3D-Consistent Image Inpainting with Diffusion Models
Leonid Antsfeld, Boris Chidlovskii
TL;DR
The paper tackles 3D inconsistency in diffusion-based image inpainting by introducing InConDiff, a method that trains unconditional diffusion models with image pairs from the same scene to inject 3D priors via an additional viewpoint in the denoising process. It integrates in-context guidance from a second image and conditioning on the known region during inference, using a Diffusion Transformer to enable cross-view completion and harmonize masked and unmasked regions. Through experiments on HM3D, MegaDepth, StreetView, and WalkingTour, InConDiff achieves semantically coherent and 3D-consistent inpaintings and outperforms state-of-the-art methods, with ablations showing robustness to masking ratios and benefits from a Laplace-based noise schedule.
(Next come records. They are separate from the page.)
Issue #294, opened 2018-03-26
All requests originate from 172.19.0.X


dachary:
Nextcloud version _13_:
Operating system and version _Debian 9_:
Apache or nginx version _[Docker / nginx proxy / apache](https://github.com/nextcloud/docker/tree/master/.examples/docker-compose/with-nginx-proxy/postgres/apache)_: 

The issue you are facing:

All requests originate from 172.19.0.2 instead of the incoming IP. The main undesirable side effect is that failed login attempts are all attributed to the same IP regardless of their actual origin, causing [login/uploading one image has an added delay of about ~30 seconds](https://github.com/nextcloud/docker/issues/293).

Is this the first time you've seen this error? _N_:

Steps to replicate it:

1. git clone https://github.com/nextcloud/docker
2. cd .examples/docker-compose/with-nginx-proxy/postgres/apache
3. sudo docker-compose up -d

From  **Admin > Logging**:

<pre>
Warning | core | Login failed: 'Max' (Remote IP: '172.19.0.2') | 2018-03-25T23:47:30+0200
</pre>

From the server logs:

<pre>
$ cd docker/.examples/docker-compose/with-nginx-proxy/postgres/apache
$ sudo docker-compose logs proxy
...
proxy_1                  | nginx.1    | a.b.org 86.288.202.127 - - [25/Mar/2018:12:11:25 +0000] "GET /ocs/v2.php/apps/notifications/api/v2/notifications HTTP/2.0" 200 74 "-""Mozilla/5.0 (X11; Linux x86_64; rv:57.0) Gecko/20100101 Firefox/57.0"
$ sudo docker-compose logs app
...
app_1                    | 172.19.0.2 - - [26/Mar/2018:06:56:56 +0000] "GET /ocs/v2.php/apps/notifications/api/v2/notifications HTTP/1.1" 200 689 "-" "Mozilla/5.0 (X11; Linux x86_64; rv:57.0) Gecko/20100101 Firefox/57.0"
</pre>

Chm:
I've got almost the same issue before.

This is due to a security check, NC can't tell if it's true when a same IP says it's a rev-proxy, and keeps login on behalf of someone unlimited.

The solution must match with the rev proxy setup, and I handled it this way:

1. nginx on host, listen on 80/443
2. start container with docker compose, with a separate network 172.32.0.0/24
3. setup compose to build custom image from NC, add a bunch of config php file with one containing
<?php
$CONFIG = array (
[...]

PR #297, opened 2018-03-28
apache: set the remote ip from X-Real-IP by default

dachary:
Relates to: #294

### DIFF
--- a/11.0/apache/Dockerfile
+++ b/11.0/apache/Dockerfile
@@ -95,7 +95,14 @@ RUN { \
 
 VOLUME /var/www/html
 
-RUN a2enmod rewrite
+RUN a2enmod rewrite remoteip ;\
+    {\
+     echo RemoteIPHeader X-Real-IP ;\
+     echo RemoteIPTrustedProxy 10.0.0.0/8 ;\
+     echo RemoteIPTrustedProxy 172.16.0.0/12 ;\
+     echo RemoteIPTrustedProxy 192.168.0.0/16 ;\
+    } > /etc/apache2/conf-available/remoteip.conf;\
+    a2enconf remoteip
 
 ENV NEXTCLOUD_VERSION 11.0.8
 
--- a/13.0/apache/Dockerfile
+++ b/13.0/apache/Dockerfile
@@ -95,7 +95,14 @@ RUN { \
 
 VOLUME /var/www/html
 
-RUN a2enmod rewrite
+RUN a2enmod rewrite remoteip ;\
+    {\
+     echo RemoteIPHeader X-Real-IP ;\
+     echo RemoteIPTrustedProxy 10.0.0.0/8 ;\
+     echo RemoteIPTrustedProxy 172.16.0.0/12 ;\
+     echo RemoteIPTrustedProxy 192.168.0.0/16 ;\
+    } > /etc/apache2/conf-available/remoteip.conf;\
+    a2enconf remoteip
 
 ENV NEXTCLOUD_VERSION 13.0.1
 
--- a/12.0/apache/Dockerfile
+++ b/12.0/apache/Dockerfile
@@ -95,7 +95,14 @@ RUN { \
 
 VOLUME /var/www/html
 
-RUN a2enmod rewrite
+RUN a2enmod rewrite remoteip ;\
+    {\
+     echo RemoteIPHeader X-Real-IP ;\
+     echo RemoteIPTrustedProxy 10.0.0.0/8 ;\
+     echo RemoteIPTrustedProxy 172.16.0.0/12 ;\
+     echo RemoteIPTrustedProxy 192.168.0.0/16 ;\
+    } > /etc/apache2/conf-available/remoteip.conf;\
+    a2enconf remoteip
 
 ENV NEXTCLOUD_VERSION 12.0.6
 
--- a/update.sh
+++ b/update.sh
@@ -18,7 +18,7 @@ declare -A base=(
 )
 
 declare -A extras=(
-	[apache]='\nRUN a2enmod rewrite'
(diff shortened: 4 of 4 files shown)


dachary:
Could someone please confirm the travis error:

<pre>
The command "bash -c "[[ $hash_before = $(git add -A && git write-tree) ]]"" exited with 1.
Skipping the after_script stage due to the configuration.
</pre>

is related to my change? I'm happy to dig further to figure it out. Just checking that I'm not chasing a gost ;-)

dachary:
For the record, I have manually tested the changes with

* cd docker/13.0/apache
* sudo docker build -t nextcloud:apache .
* cd docker/.examples/docker-compose/with-nginx-proxy/postgres/apache
* sudo docker-compose up app
* login with a wrong password
* login with the right password
* go to /settings/admin/logging and verify the failed login attempt is recorded with the remote-ip instead of the local ip

pierreozoux:
This file is generated by script.
Could you add your change to https://github.com/nextcloud/docker/blob/master/update.sh#L20
(then in another commit, run the script itself to update the images)

Nice to see you contribute here, I've been following your work on ceph.

dachary:
> This file is generated by script.

Oh, thanks for the hint, will do!

> Nice to see you contribute here, I've been following your work on ceph.

Thank you for the kind words, makes me feel very welcome :-)

pierreozoux:
the 2 commits, can be in the same PR, it just ease the reviewing to separate them.

dachary:
@pierreozoux Ok, will do, thanks for the advice :-D

dachary:
All pass except https://travis-ci.org/nextcloud/docker/jobs/360574391 because travis has trouble reaching the keyserver. Should I force-repush to trigger another build? It looks like that kind of transient error is fairly common so maybe you prefer to force-merge instead of wasting additional CI runs? I'm happy either way, just let me know ;-)

<pre>
 gpg --keyserver ha.pool.sks-keyservers.net --recv-keys 28806A878AE423A28372792ED75899B9A724937A
gpg: keybox '/tmp/tmp.AEdOLd/pubring.kbx' created
gpg: keyserver receive failed: Address not available
</pre>

pierreozoux:
One last question, in nginx, you have to tell from whom to trust who can set this header, here in apache, there is no such mechanism? It will just trust everybody including me?

dachary:
> in apache, there is no such mechanism?

There is but I misread the [documentation](https://httpd.apache.org/docs/trunk/mod/mod_remoteip.html#remoteiptrustedproxy) and incorrectly concluded it would only allow internal IPs by default. Fixing that, thanks for catching this mistake!

dachary:
Added the [suggested internal IP ranges](https://github.com/nextcloud/docker/issues/294#issuecomment-376454764) and [manually tested](https://github.com/nextcloud/docker/pull/297#issuecomment-377045060) they work as expected on a live instance.

dachary:
* https://travis-ci.org/nextcloud/docker/jobs/360632955
* https://travis-ci.org/nextcloud/docker/jobs/360632956
* https://travis-ci.org/nextcloud/docker/jobs/360632957
* https://travis-ci.org/nextcloud/docker/jobs/360632958

<pre>
W: Failed to fetch http://deb.debian.org/debian/dists/jessie-updates/main/binary-amd64/Packages  Hash Sum mismatch
</pre>

transient error apparently. I won't repush since it seems more effective for someone with access to re-start the failed jobs instead.

13.0/apache/Dockerfile
```diff
@@ -96,6 +96,8 @@ RUN { \
 VOLUME /var/www/html
 
 RUN a2enmod rewrite
+RUN a2enmod remoteip
+RUN { echo RemoteIPHeader X-Real-IP ; echo RemoteIPTrustedProxy 10.0.0.0/8 ; echo RemoteIPTrustedProxy 172.16.0.0/12 ; echo RemoteIPTrustedProxy 192.168.0.0/16 ; } > /etc/apache2/conf-enabled/remoteip.conf; chown www-data:root /etc/apache2/conf-enabled/remoteip.conf
```
tilosp: please reduce the number of layer by merging these three run statements into one

tilosp:
@dachary i removed the `Fixes: #294` because this only fixes it for apache and not fpm

13.0/apache/Dockerfile
dachary: Good idea, will do!

dachary:
@tilosp modified and repushed, thanks for your review :-)

11.0/apache/Dockerfile
```diff
@@ -95,7 +95,7 @@ RUN { \
 
 VOLUME /var/www/html
 
-RUN a2enmod rewrite
+RUN a2enmod rewrite remoteip ; { echo RemoteIPHeader X-Real-IP ; echo RemoteIPTrustedProxy 10.0.0.0/8 ; echo RemoteIPTrustedProxy 172.16.0.0/12 ; echo RemoteIPTrustedProxy 192.168.0.0/16 ; } > /etc/apache2/conf-enabled/remoteip.conf; chown www-data:root /etc/apache2/conf-enabled/remoteip.conf
```
tilosp: having the entire run statement in one line makes it difficult to read.
It would look a lot nicer if you formated it similar to the run statement above that sets the recommended PHP.ini settings

dachary:
@tilosp thanks for the detailed instructions, it makes it super easy for me :-) Amended and repushed !

pierreozoux:
Thanks both of you for the nice work!

dachary:
@pierreozoux silly question: when and how is this going to show in the docker hub?

pierreozoux:
I think the docker bot runs once a day.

The work demonstrates that explicit 3D supervision is not required to enforce 3D priors, offering a practical approach to more realistic inpainting in complex scenes and providing a foundation for future multi-view or video-consistent diffusion methods.
Abstract
We address the problem of 3D inconsistency of image inpainting based on diffusion models. We propose a generative model using image pairs that belong to the same scene. To achieve the 3D-consistent and semantically coherent inpainting, we modify the generative diffusion model by incorporating an alternative point of view of the scene into the denoising process. This creates an inductive bias that allows to recover 3D priors while training to denoise in 2D, without explicit 3D supervision. Training unconditional diffusion models with additional images as in-context guidance allows to harmonize the masked and non-masked regions while repainting and ensures the 3D consistency. We evaluate our method on one synthetic and three real-world datasets and show that it generates semantically coherent and 3D-consistent inpaintings and outperforms the state-of-art methods.